# Cocker spaniels need a loving home (west midlands)



## HERdogs (Mar 12, 2018)

I am unfortunately in the horrible position of needing to rehome my 2 gorgeous cocker spaniels. We have a Collie also who will occasionally attack one of them: usually the male cocker. This has been an intermittent problem going on for a while and as I'm now a single mum working and studying fulltime its become apparent that its working out too difficult to keep the dogs separate when unsupervised as I have been. I love these dogs and ideally would have kept them instead but the Collie is my 18 year olds dog and she has trained him to a high standard and her upset at him going would be more than mine will with the cockers. The collie also has a knee problem that means it will be difficult to home him so I have to part with my cockers.
Murphy (orange and white show cocker) is nearly 6. He is a character. He loves meeting other dogs is very cuddly and a great companion, great fun to walk very affection and loyal. He will make you giggle with his funny expressions. He barks to alert you someone is at the door and he sounds like a German shepherd lol but he doesn't bark unless there's a reason to speak such as intruders and visitors. He can scare people with his bark but he is actually just talking. He likes to take a few minutes to decide for himself that your ok and then come and get a stroke from the visitor. I can send videos of him doing this. He would be great for an older person with bad hearing actually lol He likes everyone but only when he has had time to trust them but gets anxious with some vets or high pitched voices and loud toddlers but is only vocal about it. I would like a calm home for him, gentle kids over say 8 would be fine. He doesn't do fetch and just likes a walk and meeting other dogs.
Murphy needs to be fed a hypoallergenic diet (just cheap Harringtons dry food ) and I'm avoiding pork and beef as he is allergic to something that can give him ear infections but he hasn't had any since cutting them out. He also has to have advocate flea and worming treatments monthly after suspected lungworm a while ago which stopped his blood clotting. He needs to have his fur clipped or you will have to brush him a regularly as it grows long and thick
Maisie is nearly 5 a sweet gentle dog, follows commands so well, is praise motivated and is the perfect dog except for her one issue: she hates strange dogs that approach her.

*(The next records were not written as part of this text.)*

PR #747, opened 2023-09-21
use pytest rather than python -m pytest

jeromedockes:
part of changes discussed in #738


Vincent-Maladiere (approved):
Do we also need to discuss adding a "python" or "src" folder to avoid importing the local files rather than using the installed package?

jeromedockes:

She is fine being near them if they are on lead but if they come into her personal space ie try to sniff her she panics and goes mad......I am pretty sure she wouldn't bite (based on the fact she hasn't done on the numerous raucous she has got into) but she is definitely fear aggressive. She likes children and people, is














very affectionate but I think better with children over 8 or experienced calm younger children.
Both dogs are neutered, vaccinated microchipped house trained etc and crate trained and used to being left. They have been left outside all day twice a week for a while now and have a kennel and have been fine as its 2 of them. But they wouldn't tolerate this as only dogs. Maisie in particular would be anxious being left for more then a few hours alone....Murphy has a bladder of steel and is more chilled so could be left indoors longer.
Ideally I would have liked these 2 homed together, particularly for Maisie's sake....but I think its more likely they will need to go separately. My perfect home for Maisie would be someone at home a lot who isn't bothered about hanging out at parks with dogs off lead and rather do road walks and let her off lead somewhere quiet.
Murphy would suit a quiet home....I could picture a retiree enjoying Murphy, but someone who works would suit them both as a pair as they are very bonded and keep each other company whilst they are gone.
Experienced homes only please and I will ask to do vet checks to make sure the home is good. You will be welcome to come and meet them or meet up on a walk with no obligation as its a big decision for all of us. I'm not in a hurry to home them I'm more concerned with a good home.


----------



## Guest (Mar 12, 2018)

Honestly, it's going to be much easier to rehome one dog than two. 
Does your 18 year old live at home? Could he/she not keep the collie separate?


----------



## Lurcherlad (Jan 5, 2013)

Please go through a rescue to avoid unscrupulous people getting hold of these dogs.


----------



## HERdogs (Mar 12, 2018)

Hi there....its working out too hard to keep them seperate and meet all their needs and work fulltime as well as being a single parent in the long term it is not the best solution...as mentioned it has not been a rash decision
Regarding rescues I have contacted a few but Maisie is an issue for most because of her issue...and many would need to put Murphy in a kennels or want to place him in foster whilst assessing or are too far to travel to...Murphy was assessed as being too anxious for kennels by the dogs trust. The cocker spaniel club rescue have their details so they may come up with potential owners. As stated I'm going to do get vet checks and experienced homes only. I posted on here as I thought 'doggie' people may know someone suitable.


----------



## HERdogs (Mar 12, 2018)

ouesi said:


> Honestly, it's going to be much easier to rehome one dog than two.
> Does your 18 year old live at home? Could he/she not keep the collie separate?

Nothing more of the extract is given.